Abstract:
The present study aimed to investigate the role of agmatine in the neurobiology underlying memory impairment during ethanol withdrawal in rats. Sprague-Dawley rats were subjected to a 21-day chronic ethanol exposure regimen (2.4 % w/v ethanol for 3 days, 4.8 % w/v for the next 4 days, and 7.2 % w/v for the following 14 days), followed by a withdrawal period. Memory impairment was assessed using the passive avoidance test (PAT) at 24, 48, and 72 h post-withdrawal. The ethanol-withdrawn rats displayed a significant decrease in step-through latency in the PAT, indicative of memory impairment at 72 h post-withdrawal. However, administration of agmatine (40 µg/rat) and its modulators (L-arginine, arcaine, and amino-guanidine) significantly increases the latency time in the ethanol-withdrawn rats, demonstrating the attenuation of memory impairment. Further, pretreatment with imidazoline receptor agonists enhances agmatine\'s effects, while antagonists block them, implicating imidazoline receptors in agmatine\'s actions.
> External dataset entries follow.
PR #11245, opened 2019-07-06
Fix support for HTTP proxies

ClearlyClaire:
The `Request::Socket` class implements its own logic for connection timeouts, to give us a bit more control, and because `http.rb` uses the ill-advised `Timeout::timeout`. That latter mechanism is bypassed entirely. Therefore, *not* using our `Socket` class means we do not have proper handling of connection timeouts.

This PR changes that by using our custom class for both direct connections and connections through a proxy—in which case the socket class is used to connect to the *proxy*.

Additionally, since the socket is used to connect to the *proxy*, it will never get used with a hidden service as `host`, so removed the additional check.

Also added support for IP addresses in addition to hostnames.

### DIFF
--- a/app/lib/request.rb
+++ b/app/lib/request.rb
@@ -181,47 +181,46 @@ class Request
         outer_e = nil
         port    = args.first
 
-        Resolv::DNS.open do |dns|
-          dns.timeouts = 5
-
-          addresses = []
-          begin
-            addresses = [IPAddr.new(host)]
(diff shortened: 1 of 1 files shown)


ThibG:
I haven't tested hidden services, but I have tested access with and without an HTTP proxy, as well as reverse-proxies failing to connect (this indeed fixed hanging processes).

Gargron (approved):

PR #11249, opened 2019-07-07
Refactor controllers for statuses, accounts, and more

Gargron:
- Remove `mark_cacheable!` as useless abstraction
- Use Active Model Serializers caching for ActivityPub JSON instead of custom solution
- Add `AccountOwnedConcern` to unify logic for account-owned controllers
- Replace repeated checks for public/unlisted visibility with `distributable?`
- Bug fix: Some controllers did not return 404 for accounts that have not yet been approved
- Bug fix: Remove link to Atom feed from account link header
- Bug fix: Make sure lock is displayed for limited visibility statuses

### DIFF
--- a/app/controllers/about_controller.rb
+++ b/app/controllers/about_controller.rb
@@ -3,11 +3,11 @@
 class AboutController < ApplicationController
   layout 'public'
 
-  before_action :set_instance_presenter, only: [:show, :more, :terms]
+  before_action :set_body_classes, only: :show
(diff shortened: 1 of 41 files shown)


ykzts (approved):

Hanage999:
This commit prevents toots created in my server (mastodon.crazynewworld.net) from federating. BTs federate without problem. Would you take a look into this?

Neurochemical analysis in ethanol-withdrawn rats reveals dysregulated glutamate and GABA levels, which was attenuated by agmatine and its modulators. By examining the effects of agmatine administration and modulators of endogenous agmatine, the study aimed to shed light on the potential therapeutic implications of agmatinergic signaling in alcohol addiction and related cognitive deficits. Thus, the present findings suggest that agmatine administration and modulation of endogenous agmatine levels hold potential as therapeutic strategies for managing alcohol addiction and associated cognitive deficits. Understanding the neurobiology underlying these effects paves the way for the development of novel interventions targeting agmatinergic signaling in addiction treatment.
摘要:
本研究旨在探讨胍丁胺在大鼠乙醇戒断过程中记忆障碍的神经生物学中的作用。Sprague-Dawley大鼠接受21天的慢性乙醇暴露方案(2.4%w/v乙醇3天,未来4天为4.8%w/v,在接下来的14天内为7.2%w/v),其次是退出期。在戒断后24、48和72小时使用被动回避测试(PAT)评估记忆障碍。戒除乙醇的大鼠在PAT中显示出步进潜伏期的显着减少,戒断后72小时的记忆障碍。然而,给药胍丁胺(40ug/大鼠)及其调节剂(L-精氨酸,arcaine,和氨基胍)显着增加了戒除乙醇的大鼠的潜伏期时间,证明记忆障碍的衰减。Further,用咪唑啉受体激动剂预处理可增强胍丁胺的作用,当拮抗剂阻止它们时,咪唑啉受体参与胍丁胺的作用。乙醇戒断大鼠的神经化学分析显示谷氨酸和GABA水平失调,通过胍丁胺及其调节剂减弱。通过检查胍丁胺给药和内源性胍丁胺调节剂的作用,该研究旨在阐明在酒精成瘾和相关认知缺陷中,肌醇敏能信号的潜在治疗意义。因此,本研究结果表明,胍丁胺的给药和内源性胍丁胺水平的调节有可能作为控制酒精成瘾和相关认知缺陷的治疗策略.了解这些作用背后的神经生物学为开发针对成瘾治疗中的激素能信号的新型干预措施铺平了道路。